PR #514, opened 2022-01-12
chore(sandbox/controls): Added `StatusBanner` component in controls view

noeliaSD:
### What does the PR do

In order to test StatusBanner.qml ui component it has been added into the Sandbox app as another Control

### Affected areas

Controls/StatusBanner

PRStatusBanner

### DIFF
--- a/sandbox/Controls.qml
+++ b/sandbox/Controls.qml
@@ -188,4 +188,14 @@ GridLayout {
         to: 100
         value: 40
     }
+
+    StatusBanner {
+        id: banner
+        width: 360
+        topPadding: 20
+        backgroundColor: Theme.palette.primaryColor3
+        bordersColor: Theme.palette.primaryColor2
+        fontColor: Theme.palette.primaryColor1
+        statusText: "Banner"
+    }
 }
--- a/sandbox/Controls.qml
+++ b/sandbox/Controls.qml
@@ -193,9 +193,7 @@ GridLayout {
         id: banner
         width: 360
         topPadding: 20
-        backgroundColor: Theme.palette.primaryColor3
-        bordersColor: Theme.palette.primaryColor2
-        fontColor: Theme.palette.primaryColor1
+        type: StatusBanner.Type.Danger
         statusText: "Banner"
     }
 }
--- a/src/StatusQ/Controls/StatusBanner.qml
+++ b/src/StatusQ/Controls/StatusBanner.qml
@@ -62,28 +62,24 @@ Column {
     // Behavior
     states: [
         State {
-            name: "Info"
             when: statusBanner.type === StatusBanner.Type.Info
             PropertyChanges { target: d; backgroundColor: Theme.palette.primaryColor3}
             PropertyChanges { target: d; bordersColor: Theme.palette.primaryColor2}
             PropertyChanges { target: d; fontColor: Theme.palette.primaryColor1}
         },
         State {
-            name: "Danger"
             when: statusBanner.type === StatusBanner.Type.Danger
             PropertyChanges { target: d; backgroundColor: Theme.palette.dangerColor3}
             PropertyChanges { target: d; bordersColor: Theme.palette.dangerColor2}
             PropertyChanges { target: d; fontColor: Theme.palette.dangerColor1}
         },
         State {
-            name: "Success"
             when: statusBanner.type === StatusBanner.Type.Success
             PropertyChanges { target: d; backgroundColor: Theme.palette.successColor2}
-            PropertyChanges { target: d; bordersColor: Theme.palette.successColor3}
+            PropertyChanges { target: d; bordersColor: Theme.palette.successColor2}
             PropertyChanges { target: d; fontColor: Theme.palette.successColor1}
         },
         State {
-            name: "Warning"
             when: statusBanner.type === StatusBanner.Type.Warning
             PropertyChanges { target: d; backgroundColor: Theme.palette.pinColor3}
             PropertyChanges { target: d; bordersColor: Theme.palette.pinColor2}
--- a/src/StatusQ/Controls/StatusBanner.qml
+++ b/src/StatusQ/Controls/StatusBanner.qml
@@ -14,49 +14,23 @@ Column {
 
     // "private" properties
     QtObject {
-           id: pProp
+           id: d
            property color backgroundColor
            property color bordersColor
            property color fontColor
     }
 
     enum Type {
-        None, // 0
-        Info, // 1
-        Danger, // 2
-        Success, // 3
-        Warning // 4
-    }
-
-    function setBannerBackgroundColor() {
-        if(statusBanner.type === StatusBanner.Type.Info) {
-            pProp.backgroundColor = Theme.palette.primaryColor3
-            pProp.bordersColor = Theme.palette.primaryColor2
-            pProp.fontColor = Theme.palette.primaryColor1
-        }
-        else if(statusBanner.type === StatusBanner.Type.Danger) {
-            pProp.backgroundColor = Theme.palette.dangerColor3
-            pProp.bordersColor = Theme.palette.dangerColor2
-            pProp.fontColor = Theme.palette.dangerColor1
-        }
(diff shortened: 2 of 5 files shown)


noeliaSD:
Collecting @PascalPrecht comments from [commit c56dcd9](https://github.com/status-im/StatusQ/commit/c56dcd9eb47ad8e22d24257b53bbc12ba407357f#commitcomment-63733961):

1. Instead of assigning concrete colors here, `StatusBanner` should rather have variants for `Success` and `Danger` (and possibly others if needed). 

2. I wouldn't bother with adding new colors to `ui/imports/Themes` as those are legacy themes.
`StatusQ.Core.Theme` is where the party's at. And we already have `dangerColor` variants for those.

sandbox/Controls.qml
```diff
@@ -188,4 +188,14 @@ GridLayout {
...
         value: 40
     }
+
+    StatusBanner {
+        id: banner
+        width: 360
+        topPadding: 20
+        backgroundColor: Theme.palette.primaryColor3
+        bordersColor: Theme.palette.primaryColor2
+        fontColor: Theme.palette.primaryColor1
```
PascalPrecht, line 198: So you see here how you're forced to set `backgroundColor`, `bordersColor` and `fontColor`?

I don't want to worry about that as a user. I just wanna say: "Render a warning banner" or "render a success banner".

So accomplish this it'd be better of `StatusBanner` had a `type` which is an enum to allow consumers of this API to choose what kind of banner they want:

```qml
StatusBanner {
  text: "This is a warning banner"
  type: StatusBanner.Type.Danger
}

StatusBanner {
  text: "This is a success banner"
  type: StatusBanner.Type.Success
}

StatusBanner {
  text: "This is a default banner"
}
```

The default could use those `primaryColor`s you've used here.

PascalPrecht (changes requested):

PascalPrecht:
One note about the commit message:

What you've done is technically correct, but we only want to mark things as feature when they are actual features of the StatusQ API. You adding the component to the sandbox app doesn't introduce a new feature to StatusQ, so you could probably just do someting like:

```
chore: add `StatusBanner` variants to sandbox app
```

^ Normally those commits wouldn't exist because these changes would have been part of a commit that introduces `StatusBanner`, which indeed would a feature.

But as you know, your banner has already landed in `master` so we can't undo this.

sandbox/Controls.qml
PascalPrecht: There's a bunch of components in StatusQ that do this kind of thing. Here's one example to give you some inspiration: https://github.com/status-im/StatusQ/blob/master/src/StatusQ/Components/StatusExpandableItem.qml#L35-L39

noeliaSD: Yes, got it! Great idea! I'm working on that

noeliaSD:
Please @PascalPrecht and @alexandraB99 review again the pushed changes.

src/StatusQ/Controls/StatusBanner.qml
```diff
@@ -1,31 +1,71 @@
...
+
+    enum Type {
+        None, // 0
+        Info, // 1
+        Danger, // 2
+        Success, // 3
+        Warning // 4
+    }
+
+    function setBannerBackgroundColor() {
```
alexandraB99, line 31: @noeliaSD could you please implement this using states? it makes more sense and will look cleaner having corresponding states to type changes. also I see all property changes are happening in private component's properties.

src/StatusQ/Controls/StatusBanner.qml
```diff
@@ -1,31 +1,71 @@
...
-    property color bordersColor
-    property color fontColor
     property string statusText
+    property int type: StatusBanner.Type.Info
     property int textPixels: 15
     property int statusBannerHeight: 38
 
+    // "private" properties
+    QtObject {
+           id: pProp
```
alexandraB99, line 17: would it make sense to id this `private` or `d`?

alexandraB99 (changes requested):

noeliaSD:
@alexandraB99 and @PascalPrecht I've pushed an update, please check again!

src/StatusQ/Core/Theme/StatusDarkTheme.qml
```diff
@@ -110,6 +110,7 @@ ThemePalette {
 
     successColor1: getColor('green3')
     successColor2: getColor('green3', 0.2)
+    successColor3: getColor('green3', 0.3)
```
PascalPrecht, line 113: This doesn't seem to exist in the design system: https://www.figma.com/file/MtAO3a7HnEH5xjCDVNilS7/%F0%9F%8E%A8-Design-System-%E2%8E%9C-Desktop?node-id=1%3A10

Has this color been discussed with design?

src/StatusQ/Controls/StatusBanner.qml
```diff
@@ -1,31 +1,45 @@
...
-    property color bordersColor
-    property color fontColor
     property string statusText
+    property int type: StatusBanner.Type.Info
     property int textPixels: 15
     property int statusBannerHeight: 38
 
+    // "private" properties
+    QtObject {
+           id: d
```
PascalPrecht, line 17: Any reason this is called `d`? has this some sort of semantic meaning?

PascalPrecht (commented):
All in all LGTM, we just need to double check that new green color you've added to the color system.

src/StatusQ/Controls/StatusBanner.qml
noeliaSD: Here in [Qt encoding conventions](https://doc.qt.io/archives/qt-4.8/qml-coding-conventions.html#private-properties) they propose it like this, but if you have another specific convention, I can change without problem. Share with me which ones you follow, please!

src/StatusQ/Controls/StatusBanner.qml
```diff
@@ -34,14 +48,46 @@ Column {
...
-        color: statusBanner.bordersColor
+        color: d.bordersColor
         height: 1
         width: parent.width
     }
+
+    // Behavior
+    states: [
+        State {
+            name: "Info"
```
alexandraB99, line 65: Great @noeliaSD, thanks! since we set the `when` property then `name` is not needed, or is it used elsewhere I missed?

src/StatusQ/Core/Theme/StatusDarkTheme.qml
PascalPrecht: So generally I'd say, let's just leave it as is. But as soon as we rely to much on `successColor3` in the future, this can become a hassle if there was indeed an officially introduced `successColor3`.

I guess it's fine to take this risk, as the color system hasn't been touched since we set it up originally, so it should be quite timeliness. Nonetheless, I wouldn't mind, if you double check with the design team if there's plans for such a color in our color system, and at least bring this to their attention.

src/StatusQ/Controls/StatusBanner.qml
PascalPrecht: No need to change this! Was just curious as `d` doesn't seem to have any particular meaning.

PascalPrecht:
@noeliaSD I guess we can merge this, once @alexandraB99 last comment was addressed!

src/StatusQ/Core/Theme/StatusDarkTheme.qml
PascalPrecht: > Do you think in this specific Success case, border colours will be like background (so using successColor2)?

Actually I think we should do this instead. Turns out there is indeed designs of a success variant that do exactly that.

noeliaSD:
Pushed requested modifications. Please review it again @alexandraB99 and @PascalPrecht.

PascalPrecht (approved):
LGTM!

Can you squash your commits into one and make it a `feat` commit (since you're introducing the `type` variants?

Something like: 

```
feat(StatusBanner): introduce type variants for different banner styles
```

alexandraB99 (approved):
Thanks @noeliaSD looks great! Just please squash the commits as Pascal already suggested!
----
TASK DIRECTIONS | Copy all lines from the material that include "master".

COMPLETED EXERCISE |
But as you know, your banner has already landed in `master` so we can't undo this.
PascalPrecht: There's a bunch of components in StatusQ that do this kind of thing. Here's one example to give you some inspiration: https://github.com/status-im/StatusQ/blob/master/src/StatusQ/Components/StatusExpandableItem.qml#L35-L39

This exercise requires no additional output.